Our model has achieved a perfect F1 score of 1 . To know more read along
After manual data exploration and analysis of the images , it was found that the images were contaminated with salt and pepper like noise . I wanted to amplify the differene between the positive and the negative image class , so image processing was a vital step of our solution approach . Initially we experimented with Median Filtering , since it is known fact in Image Processing and computer vision that salt and pepper noise is best removed my median filter .
However the results were not that satisfactory . This was because median filtering does not preserve edges , and the crucial differenciating factor in our dataset are the crack edges . After studying a bit , we observed that Bilateral Filtering preserves the edges as well as gets rid of salt and pepper like noises with some tradeoff as compared to the median filter , hence this was selected . It gave satisfactory results on our dataset .
To further remove the concrete like pattern and amplify the difference between the classes , we decided to use the morphological operations . After experimenting with morphological operations opening and closing on the dataset , it was found that single iteration of opening operation with a 3x3 kernel was found to be suitable for our dataset . Opening is a morphological operation in which first erosion and then dilation occus on the image , and is used to remove the small pixels of noise while preserving the foreground bigger subjects .The dialation due to morphological operations sometimes resulted in lost of critical information and hence, we finally decided against employing it.
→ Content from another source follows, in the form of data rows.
PR #3736, opened 2021-12-04
plugin: add sage job detail

MaikoTan:
I am not very sure if it is correct because I don't know C# and memory things, but it works well on my side.

### DIFF
--- a/plugin/CactbotEventSource/FFXIVProcessIntl.cs
+++ b/plugin/CactbotEventSource/FFXIVProcessIntl.cs
@@ -1,4 +1,4 @@
-﻿using System;
+using System;
 using System.Linq;
 using System.Collections.Generic;
 using System.Runtime.InteropServices;
@@ -704,7 +704,7 @@ namespace Cactbot {
     [StructLayout(LayoutKind.Explicit)]
     public struct SageJobMemory {
       [FieldOffset(0x00)]
-      public ushort addersgallGauge_bits; // the addersgall gauge, from 0 to 19999.
+      public ushort addersgallGauge; // the addersgall gauge, from 0 to 19999.
 
       [FieldOffset(0x02)]
       public byte addersgall;
@@ -714,13 +714,6 @@ namespace Cactbot {
 
       [FieldOffset(0x04)]
       private byte eukrasia_bits;
-
-      public int addersgallGauge {
-        get {
-          // translate the bits to a value from 0 to 100.
-          return (int)((float)addersgallGauge_bits / 20000 * 100);
-        }
-      }
 
       public bool eukrasia {
         get {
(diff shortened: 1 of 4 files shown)


plugin/CactbotEventSource/FFXIVProcessIntl.cs
```diff
@@ -698,5 +700,33 @@ public struct SamuraiJobMemory {
...
+      [FieldOffset(0x03)]
+      public byte addersting;
+
+      [FieldOffset(0x04)]
+      private byte eukrasia_bits;
+
+      public int addersgallGauge {
+        get {
+          // translate the bits to a value from 0 to 100.
+          return (int)((float)addersgallGauge_bits / 20000 * 100);
```
quisquous, line 721: Do you think it's worth sending the whole value, rather than truncating here?

MaikoTan: you mean the original value from memory?

MaikoTan: well, it can be also converted in js side, I don't care where it is. sure

quisquous: Yeah, that sounds good!

plugin/CactbotEventSource/FFXIVProcessIntl.cs
```diff
@@ -698,5 +700,26 @@ public struct SamuraiJobMemory {
...
+      public ushort addersgallGauge; // the addersgall gauge, from 0 to 19999.
+
+      [FieldOffset(0x02)]
+      public byte addersgall;
+
+      [FieldOffset(0x03)]
+      public byte addersting;
+
+      [FieldOffset(0x04)]
+      private byte eukrasia_bits;
```
quisquous, line 716: Are the other bits used for anything, or can you pass the full byte? If you need to do the mask, can you mark this field as `[NonSerialized]`?

MaikoTan: I did only found that when you have an eukrasia, it is 1, otherwise 0.
I don't really know C# and even don't know what it is, do you mean like this:
```suggestion
      [NonSerialized]
      [FieldOffset(0x04)]
      private byte eukrasia_bits;
```

plugin/CactbotEventSource/FFXIVProcessIntl.cs
```diff
@@ -698,5 +700,26 @@ public struct SamuraiJobMemory {
...
+
+      public bool eukrasia {
+        get {
+          return (eukrasia_bits & 0x1) != 0;
+        }
+      }
```
quisquous, line 722:
```suggestion
      [FieldOffset(0x04)]
      private byte eukrasia;
```

If it's always 1 or 0, then I would suggest doing the above.  That way there's a single `eukrasia` field that we send.  No need to do the `0x1` mask part.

We separated the R, G and B channels of the images and observe them . There wasn't any significant difference in the R,G and B layers of the images , hence we decided that converting the images to grayscale won't cause loss to any feature set of our dataset , and instead boost the speed of our procedure by around 3x (since the neural network would have to now deal with 1 layer instead of 3 and hence would have to deal with 3 times less numbers approximately , hence having promisingly faster computation speed .
Since our dataset is small , and is image based , hence we decided to use data augmentation to increase the size of the dataset . From manual inspection , it was observed that in some of the positive examples , the cracks are at the corners of the image and hence random zooming way throw the cracks out of the pictures , thus creating inconsistencies in the dataset . Hence we decided to only user perfect 90 and 180 degree rotations , flipping etc so as to avoid the risk of creating false positives in our dataset .
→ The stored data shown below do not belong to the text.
PR #3738, opened 2021-12-04
resources: update endwalker effect ids

MaikoTan:
I didn't get gen_effect_id.ts to work, but I commented the ESLint part and let it write the text that is not linted to file and then lint it manually.

Oops, this patch break Samurai and Dancer, as there are changes


quisquous:
image

In the future could you try to make each PR pass CI? It's very hard for me to merge things when there are multiple patches that don't pass.  Ways you can do this differently in the future are:

* if two patches must be submitted together (dancer/samurai/effects), then put them in the same PR (feel free to separate them into different commits)
* if one patch depends on another patch but not vice versa, then you can change github to say you are merging into the other PR (vs merging into quisquous:main)

I will pull these and make sure they are ok locally and merge them, if so.

MaikoTan:
Ah, you are right. I'll do that in the future!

We also decided to vary the brightness by very less amount of around 10% , since the dataset did not have huge difference in contrast and brightness .
Soon we were able to increase our dataset from 300 examples per class to 3000 examples per class .
Since our dataset consists of images , we were able to choose few ML algorithms as per our requirements . After a bit of analysis of work done in this field from reading research papers , we were able to eliminate down to a few architectures that would be able to perform well on our dataset . Since the problem statement itself said that transfer learning models would be appreciatable , hence we decided to use Transfer Learning instead of training custom architecture models for our dataset .
We experimented ourselves with ResNet architecture and VGG16 based architectures , and after the experiment , we found out that ResNet model performed better than the VGG16 Model . Hence we decided to use ResNet architecture for our final predictions .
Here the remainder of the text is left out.